Compare such an approach to a (pre-generated) sieve. Modulo is expensive, so both approaches essentially do two things: generate potential factors, and perform modulo operations. Either program should reasonably generate a new candidate factor in less cycles than modulo takes, so either program is modulo bound.
The given approach filters out a constant proportion of all integers, namely the multiples of 2 and 3, or 75%. One in four (as given) numbers is used as an argument to the modulo operator. I'll call it a skip filter.
On the other hand, a sieve uses only primes as arguments to the modulo operator, and the average difference between successive primes is governed by the prime number theorem to be 1/ln(N). For example, e^20 is just under 500 million, so numbers over 500 million have under a 5% chance of being prime. If all numbers up to 2^32 are considered, 5% is a good rule of thumb.
Therefore, a sieve will spend 5 times less time on div
operations as your skip filter. The next factor to consider is the speed at which the sieve produces primes, i.e. reads them from memory or disk. If fetching one prime is faster than 4 div
s, then the sieve is faster. According to my tables div
throughput on my Core2 is at most one per 12 cycles. These will be hard division problems, so let's conservatively budget 50 cycles per prime. For a 2.5 GHz processor, that's 20 nanoseconds.
In 20 ns, a 50 MB/sec hard drive can read about one byte. The simple solution is to use 4 bytes per prime, so the drive will be slower. But, we can be more clever. If we want to encode all the primes in order, we can just encode their differences. Again, the expected difference is 1/ln(N). Also, they're all even, which saves an extra bit. And they are never zero, which makes extension to a multibyte encoding free. So using one byte per prime, differences up to 512 can be stored in one byte, which gets us up to 303371455241 according to that Wikipedia article.

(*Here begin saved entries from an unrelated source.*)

PR #311, opened 2025-03-06
PRC-281: Linked prisoners tab

james-baker-moj:
Initial version of linked prisoners tab & table. This will eventually replace the linked prisoner card but it's still used in the link existing prisoner journey.

Currently has no empty state as it'll show all relationships which there must be one in the context of a contact record but may be needed for link existing contact later.

Also fixed the generator script for personal relationship API which I must've broken at some point...

Screenshot 2025-03-06 at 08 13 48

### DIFF
--- a/server/services/contactsService.ts
+++ b/server/services/contactsService.ts
@@ -20,7 +20,6 @@ import CreateContactAddressRequest = contactsApiClientTypes.CreateContactAddress
 import UpdateContactAddressRequest = contactsApiClientTypes.UpdateContactAddressRequest
 import CreateContactAddressPhoneRequest = contactsApiClientTypes.CreateContactAddressPhoneRequest
 import UpdateContactAddressPhoneRequest = contactsApiClientTypes.UpdateContactAddressPhoneRequest
-import LinkedPrisonerDetails = contactsApiClientTypes.LinkedPrisonerDetails
 import PatchEmploymentsRequest = contactsApiClientTypes.PatchEmploymentsRequest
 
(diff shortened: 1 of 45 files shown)


server/services/contactsService.ts
```diff
@@ -20,7 +20,6 @@ import CreateContactAddressRequest = contactsApiClientTypes.CreateContactAddress
 import UpdateContactAddressRequest = contactsApiClientTypes.UpdateContactAddressRequest
 import CreateContactAddressPhoneRequest = contactsApiClientTypes.CreateContactAddressPhoneRequest
 import UpdateContactAddressPhoneRequest = contactsApiClientTypes.UpdateContactAddressPhoneRequest
-import LinkedPrisonerDetails = contactsApiClientTypes.LinkedPrisonerDetails
 import PatchEmploymentsRequest = contactsApiClientTypes.PatchEmploymentsRequest
```
timharrison-moj, line 23: Suggestion only, but these type definitions could all be placed into a single `contact-api-types.ts` file in the @types directory?  It would remove the specific import and type definition in the places they are used.

timharrison-moj (approved):
LGTM

server/services/contactsService.ts
james-baker-moj: We've been moving away from that because `tsc` doesn't correctly identify issues when the import is proxied like that. Both @bill-moj and I have have had a go at fixing it. 
It's not ideal but it has prevented me from making a number of mistakes so far so sticking with it for now.

PR #319, opened 2025-03-07
PRC-469 enter address dates page

bill-moj:
PRC-469


server/routes/contacts/manage/addresses/dates/addressDatesSchemas.ts
```diff
@@ -65,41 +65,41 @@ export const addressDatesSchema = createSchema({
...
-  ) {
-    const formattedFromDate = formatDate(new Date(`${val.fromYear}-${val.fromMonth}-01`), 'MMMM yyyy')
-    ctx.addIssue({
-      code: z.ZodIssueCode.custom,
-      message: `End date must be the same as or after the start date ${formattedFromDate}`,
-      path: ['toDate'],
-    })
-  }
+})
+  .superRefine((val, ctx) => {
```
bill-moj, line 69: the reason to break `transform` into `superRefine` and `transform` is that transform will not be called if the previous validation fails.

by using superRefine instead, we will be able to provide validation errors from this block even when the validations for above failed.

james-baker-moj:
Just looking at the screenshot I think the error messages in the summary are supposed to line up with the field order but it's start/end/start/end (instead of start/start/end/end)

integration_tests/pages/searchContactPage.ts
```diff
@@ -50,7 +50,9 @@ export default class SearchContactPage extends Page {
   }
 
   verifyShowsAddressAs(expected: string): SearchContactPage {
-    this.checkContactSearchTableAddressValue().should('contain.text', expected)
+    const regex = new RegExp(expected.split('<br>').join('<br>\\n?\\s+?'))
+    this.checkContactSearchTableAddressValue().then(element => expect(element.html()).match(regex))
+    // this.checkContactSearchTableAddressValue().should('contain.text', expected)
```
james-baker-moj, line 55: commented out?

server/routes/contacts/manage/addresses/dates/addressDatesSchemas.ts
james-baker-moj: 👍 Normally use superRefine, not sure why I used transform here 🤷

server/views/pages/contacts/manage/contactMethods/address/addressType.njk
```diff
@@ -11,7 +11,7 @@
   {% set hintHtml %}
     <div data-qa="address-reference" class="govuk-body govuk-!-margin-bottom-7 govuk-!-margin-top-2">
       <strong>Address:</strong><br/>
-      {{ formattedAddress | addressToLines | safe }}
+      {{ formattedAddress | addressToLines | escape | nl2br | safe }}
```
james-baker-moj, line 14: do we need a `safenl2br` filter? Kind of annoying needing 4 filters to do one job.

bill-moj: escape nl2br and safe are all builtin nunjucks filters tho
i don't think they are exposed for us to combine

james-baker-moj (approved):
LGTM

PR #324, opened 2025-03-10
PRC-499: Add restrictions cancel page

james-baker-moj:
Add page to confirm cancelling adding a restriction. Also made the middleware return not found instead of returning to start of journey so if you go back you don't get an unexpected blank form (this was only a dev convenience before).

Added some util functions to click buttons or links going to specific pages for more concise cypress tests that more accurately reflect the actual page. (was cancel from cancel instead of "No, return to check answers").

Screenshot 2025-03-10 at 11 18 10


server/views/pages/contacts/restrictions/cancel.njk
```diff
@@ -0,0 +1,53 @@
+{% extends "partials/layout.njk" %}
+{% from "partials/miniProfile/macro.njk" import miniProfile %}
+{% from "govuk/components/button/macro.njk" import govukButton %}
+{% from "govuk/components/summary-list/macro.njk" import govukSummaryList %}
+{% from "govuk/components/warning-text/macro.njk" import govukWarningText %}
+
+{% set pageTitle = "Are you sure you want to cancel adding a restriction? - Manage contact restrictions - DPS" %}
+{% set title = "Are you sure you want to cancel adding a restriction? " %}
```
bill-moj, line 8: mysterious trailing space in the title

integration_tests/pages/page.ts
```diff
@@ -79,6 +87,18 @@ export default abstract class Page {
...
+  clickButtonTo<T>(name: string, constructor: new (...args: any) => T, ...args: any): T {
+    this.clickButton(name)
+    return new constructor(...args)
+  }
+
+  /* eslint-disable @typescript-eslint/no-explicit-any */
+  clickLinkTo<T>(name: string, constructor: new (...args: any) => T, ...args: any): T {
+    this.clickLink(name)
+    return new constructor(...args)
+  }
```
bill-moj, line 100: i like these better than `continueTo` and `cancelTo`!
will start using them in future PRs

bill-moj (approved):

PR #353, opened 2025-03-19
PRC-511: Select language and interpreter

james-baker-moj:
When creating a contact allow select language and interpreter required from additional info page.

Also fixed issue with edit contact details version where the interpreter required value would reset if you didn't select a language.


server/services/contactsService.ts
```diff
@@ -45,9 +45,12 @@ export default class ContactsService {
       lastName: journey.names!.lastName!,
       ...(journey?.names?.middleNames === undefined ? {} : { middleNames: journey.names.middleNames }),
       firstName: journey.names!.firstName!,
-      interpreterRequired: false,
+      interpreterRequired: journey.languageAndInterpreter?.interpreterRequired === 'YES',
```
bill-moj, line 48: a bit odd the question page says `(optional)` in the heading, but really is just a mandatory input that defaults to false

server/services/contactsService.ts
```diff
@@ -45,9 +45,12 @@ export default class ContactsService {
...
       isStaff: journey.isStaff === 'YES',
       ...(journey.gender === undefined ? {} : { genderCode: journey.gender }),
+      ...(journey?.languageAndInterpreter?.language === undefined
+        ? {}
+        : { languageCode: journey?.languageAndInterpreter?.language }),
```
bill-moj, line 53: it's somewhat annoying the `exactOptionalPropertyTypes` rule doesn't treat `var?: type` same as `var: type | undefined` :'(
but it's a small price to pay for the type safety

bill-moj (dismissed):

integration_tests/e2e/selectLanguageAndInterpretationRequirements.cy.ts
```diff
@@ -91,8 +91,8 @@ context('Select Language and interpretation requirements', () => {
     Page.verifyOnPage(EditContactDetailsPage, 'Jones Mason') //
       .clickChangeInterpreterRequiredLink()
 
-    Page.verifyOnPage(SelectLanguageAndInterpreterPage, 'Jones Mason')
-      .continueTo(SelectLanguageAndInterpreterPage, 'Jones Mason')
+    Page.verifyOnPage(SelectLanguageAndInterpreterPage, 'Jones Mason', false)
+      .continueTo(SelectLanguageAndInterpreterPage, 'Jones Mason', false)
       .hasFieldInError('language', 'Select the contact’s first language')
       .hasFieldInError('interpreterRequired', 'Select whether the contact requires an interpreter')
   })
```
bill-moj, line 98:
```suggestion
    Page.verifyOnPage(SelectLanguageAndInterpreterPage, 'Jones Mason', false)
      .continueTo(SelectLanguageAndInterpreterPage, 'Jones Mason', false)
      .hasFieldInError('language', 'Select the contact’s first language')
  })
```

server/services/contactsService.ts
james-baker-moj: It is also language on the same page and you can submit 0, 1 or both fields in the create journey.

server/services/contactsService.ts
james-baker-moj: yeah I was trying to see if there's a way to make the swagger import do the same as this makes it much harder to read. It's way more concise than lots of `if(thing) thing = thing` though

bill-moj (approved):

PR #361, opened 2025-03-25
PRC-235: Contact record update

james-baker-moj:
Add next of kin and emergency contact tags to the contact record. Update the title and include a bottom border.
Add person id.
Fixed the page titles of success pages while I was at it.
Screenshot 2025-03-25 at 07 29 11


timharrison-moj (approved):
LGTM

PR #365, opened 2025-03-26
PRC-377 record employments page to create contact journey

bill-moj:
PRC-244

image

PRC-377

image


server/services/contactsService.ts
```diff
@@ -79,6 +79,12 @@ export default class ContactsService {
         ...(extension === undefined ? {} : { extNumber: extension }),
       }))
     }
+    if (journey.employments?.length && journey.relationship?.relationshipType === 'O') {
```
james-baker-moj, line 82: Can you add a test that it doesn't add employments unless Official please? I think there's already tests for each relationship type so just expand those

james-baker-moj (approved):
LGTM

PR #384, opened 2025-04-01
PRC-550 Revamp contact search page

bill-moj:


server/utils/utils.ts
```diff
@@ -173,3 +176,21 @@ export const referenceCodesToRadiosOrCheckboxes = (
     text: referenceCode.description,
     value: referenceCode.code,
   }))
+
+export const formatDob = (contact: ContactSearchResultItem & { deceasedDate?: string }) => {
+  if (!contact.dateOfBirth) return 'Not provided'
+  const richDate = parseISO(contact.dateOfBirth)
+  if (!isValid(richDate)) return 'Not provided'
+  const age = differenceInYears(new Date(), richDate)
```
james-baker-moj, line 184: I don't think this works correctly. If was used previously but gave incorrect results if you were before or after your birthday.  There is an existing `ageInYears` function which you should adapt/use if you want a filter.  This should also have tests.
I have to do the same thing for contact list and I just used the existing age filter and put the rest in the template. I was planning to update the filter to support the < 1 years old case which is the only thing it doesn't do currently.
```
{{ (item.dateOfBirth | formatDate) if item.dateOfBirth else 'Not provided' }}
{% if item.deceasedDate %}
    <br/><span class="govuk-hint">(Deceased)</span>
{% elseif item.dateOfBirth %}
    <br/><span class="govuk-hint">({{ item.dateOfBirth | ageInYears }} old)</span>
{% endif %}
```

james-baker-moj (changes requested):

server/utils/utils.ts
bill-moj: differenceInYears should work out of the box. i'll update ageInYears util function and reuse it.
don't need the same logic in two places.

server/views/pages/contacts/manage/contactSearch.njk
```diff
@@ -1,164 +1,235 @@
...
+                  key: 'dateOfBirth'
+                },
+                {
+                  text: "Primary or default address"
+                },
+                {
+                  text: "Action",
+                  format: "numeric"
+                }
+              ] | convertToSortableColumns(sort or 'lastName,asc'),
```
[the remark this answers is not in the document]
bill-moj: it only makes a column sortable when it has a `key`, which the address column and action column don't.

server/utils/utils.ts
bill-moj:
```
    ['2024-02-29', '2025-02-28', 'Less than a year'],
    ['2024-02-29', '2025-03-01', '1 year'],
```
weird
the leap year tests for `ageInYears` passed with the `differenceInYears` refactor tho?

james-baker-moj (approved):
LGTM

PR #320, opened 2020-07-29
Enable devel testing job

ssbarnea:
Start testing pytest with code from pytest master and with prereleases of other dependencies, allowing us to detect breakages before upstream releases are made.

This change needs https://github.com/pytest-dev/pytest-html/pull/319 merged first in order to get CI/CD green.

### DIFF
--- a/.travis.yml
+++ b/.travis.yml
@@ -38,6 +38,12 @@ jobs:
       env: TOXENV=py37-ansi2html
 
     -
+      python: 3.8
+      dist: xenial
+      sudo: required
+      env: TOXENV=devel
+
+    -
       python: pypy3
       env: TOXENV=pypy3
 
--- a/.travis.yml
+++ b/.travis.yml
@@ -1,5 +1,11 @@
 language: python
 jobs:
+  allow_failures:
+    - name: devel
+      python: 3.8
+      dist: xenial
+      env: TOXENV=devel
+
   include:
     - stage: tests
       language: node_js
@@ -37,10 +43,9 @@ jobs:
       sudo: required
       env: TOXENV=py37-ansi2html
 
-    -
+    - name: devel
       python: 3.8
       dist: xenial
-      sudo: required
       env: TOXENV=devel
 
     -
--- a/tox.ini
+++ b/tox.ini
@@ -21,6 +21,14 @@ basepython = python3
 deps = pre-commit
 commands = pre-commit run --all-files --show-diff-on-failure
 
+[testenv:devel]
+description = Tests with unreleased deps
+basepython = python3
+pip_pre = True
+deps =
+    {[testenv]deps}
+    pytest @ git+https://github.com/pytest-dev/pytest.git
+
 [flake8]
 max-line-length = 88
 exclude = .eggs,.tox


.travis.yml
```diff
@@ -37,6 +37,12 @@ jobs:
       sudo: required
       env: TOXENV=py37-ansi2html
 
+    -
+      python: 3.8
+      dist: xenial
+      sudo: required
```
BeyondEvil, line 43: `sudo` is apparently default now (at least for `xenial`), so you can remove this line.

.travis.yml
```diff
@@ -37,6 +37,12 @@ jobs:
...
+      env: TOXENV=devel
+
```
BeyondEvil, line 45: I would like for this job to only run on `master` branch.

```
branches:
  only:
  - master
```

We've setup a cron-job to run daily.

I don't want this job to run on PRs, because I don't think that burden (if it fails) should land on the PR-creator. Especially since a failure can be unrelated to the changes in the PR.

That's for us maintainers to deal with.

ssbarnea: @BeyondEvil your personal preference makes it impossible to validate that this change does anything. I do not trust myself to merge stuff in the hope they will run correctly later.

Still, I updated travis config to allow failure of devel.

BeyondEvil: Not sure what that means... 🤔

Why was running this only on master an issue?

I expect that when it fails, people (admins, members, etc.) are notified?

However, that raises an interesting question. What I would like to see is that if the CRON job fails, an issue is automatically created.

Moving to GA should definitely solve that, yes?

I’m sure such an integration ex

BeyondEvil: Oh, I think I see what you’re saying (I would’ve worded it differently tho).

No worries, I have a PR in the works to add and update to python 3.8 everywhere. I can do it in that.

ssbarnea: Nope, cron execution does not create tickets neither on travis or github-actions. In theory it can be implemented but it has some security risks as it requires tokens with write access to github. Also there are some other practical reasons why I never seen it implemented: it is too easy to get the repo spammed with broken build reports.

That is why everyone I seen relies on email send from CI on failure. If I am correct they do email cores by default.

Regarding "running only on master" question, let me explain. Look at travis checks on current change, you do see "devel" among them, right? Clearly we do want to see that "tox -e devel" runs on current change? If we configure it to run only on master branch, we would not be able to see the result of devel run here anymore, making impossible to test any fix related to devel, as we would be driving blindly, we would know the result only after the merge.

.travis.yml
ssbarnea: done

ssbarnea:
Note: if you do not want py38, we can use something else, I only picked it in order to increase the testing coverage a bit, no strong feelings about which version is used. Some hardcore testers would likely put a 3.9 pre-release there ;)

BeyondEvil:
> Note: if you do not want py38, we can use something else, I only picked it in order to increase the testing coverage a bit, no strong feelings about which version is used.

No no, py38 is great!

> Some hardcore testers would likely put a 3.9 pre-release there ;)

We should actually have that _as well_, but not in the same test. The reason being that if something fails we'll first have to figure out if it's due to pytest or python, having them separate removes that step.

.travis.yml
BeyondEvil: > Nope, cron execution does not create tickets neither on travis or github-actions.

I know that. What I meant was that someone might have created an integration you could install/activate.

> In theory it can be implemented but it has some security risks as it requires tokens with write access to github. 

Well sure, but the GH tokens can be tightly scoped. Already today, the world can create an issue in the project.

> Also there are some other practical reasons why I never seen it implemented: it is too easy to get the repo spammed with broken build reports.

Well sure, but that spamming occurs in email-boxes today.

PR #326, opened 2020-08-10
Enable py38 testing

ssbarnea:
- Advertise support for py38
- Adds CI/CD jobs for testing py38

### DIFF
--- a/.travis.yml
+++ b/.travis.yml
@@ -32,10 +32,20 @@ jobs:
       env: TOXENV=py37
 
     -
+      python: 3.8
+      dist: xenial
+      env: TOXENV=py38
+
+    -
       python: 3.7
       dist: xenial
       sudo: required
       env: TOXENV=py37-ansi2html
+
+    -
+      python: 3.8
+      dist: xenial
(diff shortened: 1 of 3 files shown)


tox.ini
```diff
@@ -4,7 +4,7 @@
 # and then run "tox" from this directory.
 
 [tox]
-envlist = py{36,37,py3}{,-ansi2html}, linting
+envlist = py{36,37,38,py3}{,-ansi2html}, linting
```
hugovk, line 7: Also add to line 15

.travis.yml
```diff
@@ -31,12 +31,22 @@ jobs:
...
+
     -
       python: 3.7
       dist: xenial
       sudo: required
       env: TOXENV=py37-ansi2html
 
+    -
+      python: 3.8
+      dist: xenial
```
hugovk, line 47: `dist: xenial` is the default, so could be removed from all of these.

Also `sudo:` no longer does anything and can be removed: https://blog.travis-ci.com/2018-11-19-required-linux-infrastructure-migration

Issue #327, opened 2020-08-10
proposal: combine ansi2html and non-ansi2html tox envs into one


ssbarnea:
We should be able to test pytest-html behavior in presence or absence of ansi2html without having two different tox environments.

By avoiding a new dimention in tox env matrix, we can simplify local and CI/CD testing, making much easier to maintain the tool. Absence of ansi2html cab easily be mocked.

Please add +/- to it and based on that I can file a PR, or not.

BeyondEvil:
I'm interested to see a PR on this.

PR #328, opened 2020-08-11
Consolidate tox environments

ssbarnea:
Simplifies testing matrix by mocking the absence of ansi2html support.

Fixes: #327

### DIFF
--- a/pytest_html/plugin.py
+++ b/pytest_html/plugin.py
@@ -4,6 +4,8 @@
 
 from base64 import b64encode, b64decode
 from collections import OrderedDict
+from functools import lru_cache
+import importlib
 from os.path import isfile
 import datetime
 import json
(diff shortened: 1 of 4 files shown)


pytest_html/plugin.py
```diff
@@ -33,6 +27,16 @@
...
 
 
+@lru_cache()
+def ansi_support():
+    try:
+        # from ansi2html import Ansi2HTMLConverter, style  # NOQA
+        return importlib.import_module("ansi2html")
+    except ImportError:
+        # ansi2html is not installed
+        pass
```
BeyondEvil, line 37: Looking at the usage of this function, could we have an explicit return here? Either `False` or `None`?

testing/test_pytest_html.py
```diff
@@ -809,14 +809,14 @@ def test_foo(val):
...
-        except ImportError:
-            # ansi2html is not installed
-            ANSI = False
+    @pytest.mark.parametrize(
+        "with_ansi", [True, False],
+    )
+    def test_ansi_color(self, testdir, mocker, with_ansi):
+        if not with_ansi:
+            mock_ansi_support = mocker.patch("pytest_html.plugin.ansi_support")
+            mock_ansi_support.return_value = None
```
BeyondEvil, line 818: I believe you can do: 

```python
if not with_ansi:
    mocker.patch("pytest_html.plugin.ansi_support", return_value=None)
```

pytest_html/plugin.py
```diff
@@ -33,6 +27,16 @@
 from _pytest.logging import _remove_ansi_escape_sequences
 
 
+@lru_cache()
```
BeyondEvil, line 30: Nice!

pytest_html/plugin.py
ssbarnea: Possible but not really needed. The implicit return None works really nice.

PR #330, opened 2020-08-11
Enable github actions

ssbarnea:


ssbarnea:
@BeyondEvil after merging remember to edit settings of master branch and add protection to require all github actions to be green (now only travis is "required" to pass)

.github/workflows/tox.yml
```diff
@@ -0,0 +1,43 @@
+name: gh
+
+on:
+  create:  # is used for publishing to PyPI and TestPyPI
```
nicoddemus, line 4: I don't see any deployment being done here, are those comments meant for later or am I missing something?

BeyondEvil: I think the idea is for this to run along side Travis for a while, so we'll let Travis to the deploy until we switch over. @nicoddemus 

Correct me if I'm wrong @ssbarnea

ssbarnea: Yes. That is the plan. In fact code for deploying using github actions is missing from current change. We can switch to github publishing only when we are sure we want to drop travis.

nicoddemus: OK, thanks folks.

PR #335, opened 2020-09-17
Sync .pre-commit-config.yaml with pytest

gnikonorov:
Sync the ` .pre-commit-config.yaml` file with `pytest`'s as much as possible for a better developer experience.

The following diffs that cause `pre-commit` behavior differences between the two `pre-commit` workflows still exist:
```
gnikonorov:~/pytest-html$ diff .pre-commit-config.yaml ../pytest/.pre-commit-config.yaml
...
>           - flake8-docstrings==1.5.0
...
> -   repo: https://github.com/asottile/setup-cfg-fmt
>      ...
> -   repo: https://github.com/pre-commit/mirrors-mypy
        ...
46a61,82
>     -   id: changelogs-rst
>          ....
>     -   id: py-deprecated
>         ...
gnikonorov:~/pytest-html$
```

This is why:
- `flake8-docstrings`: requires a big documentation push, so I deferred
- `setup-cfg-fmt`: requires changes to `setup.cfg` which I believe should tackled separately
- `mirrors-mypy`: requires typing. I would like to add this, but I think it is beyond the scope of this PR
- `changelogs-rst`: ends up skipping the changelog is not compatible with this repos changelog format
- `py-deprecated`: is not applicable to this project

@BeyondEvil @ssbarnea if neither of you object, I'll raise an issue to add typing/mypy + any of the other above targets we think are useful

### DIFF
--- a/.pre-commit-config.yaml
+++ b/.pre-commit-config.yaml
@@ -1,7 +1,6 @@
-# NOTE: We should still add setup-cfg-fmt and mypy, but they require extra work to implement
 repos:
 -   repo: https://github.com/psf/black
-    rev: stable
+    rev: 19.10b0
     hooks:
     -   id: black
         args: [--safe, --quiet]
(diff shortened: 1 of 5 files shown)


ssbarnea (approved):

ssbarnea:
@gnikonorov Extra kudos for splitting in chunks!

BeyondEvil:
Thanks @gnikonorov, you're a rock star! ⭐

PR #337, opened 2020-09-19
Enable/fix Windows testing, enable Mac/Windows in Github Actions: Closes #336

### LINKED ISSUE #336: testing fails on Windows
Running unit tests fails on Windows:

testing/test_pytest_html.py::TestHTML::test_utf8_longrepr[u'\x81'] FAILED             
and
testing/test_pytest_html.py::TestHTML::test_report_display_utf8 FAILED

I wonder if we can/should skip these tests on Windows or modify them in some way.

csm10495:
Fix the default encoding by patching open to always use utf-8. This is the default on *nix based systems, though is different on Windows (and possibly others). 

Also while here, add testing for Mac/Windows to Github Actions

### DIFF
--- a/pytest_html/extras.py
+++ b/pytest_html/extras.py
@@ -10,10 +10,10 @@ FORMAT_URL = "url"
 FORMAT_VIDEO = "video"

Therefore, depending on the hard drive, a stored list of primes should be about equal in speed at verifying primality. If it can be stored in RAM (it's 203 MB, so subsequent runs will probably hit the disk cache), then the problem goes away entirely, as the FSB speed typically differs from the processor speed by a factor less than the FSB width in bytes — i.e., the FSB can transfer more than one prime per cycle. Then factor of improvement is the reduction in division operations, i.e. five times. This is borne out by the experimental results below.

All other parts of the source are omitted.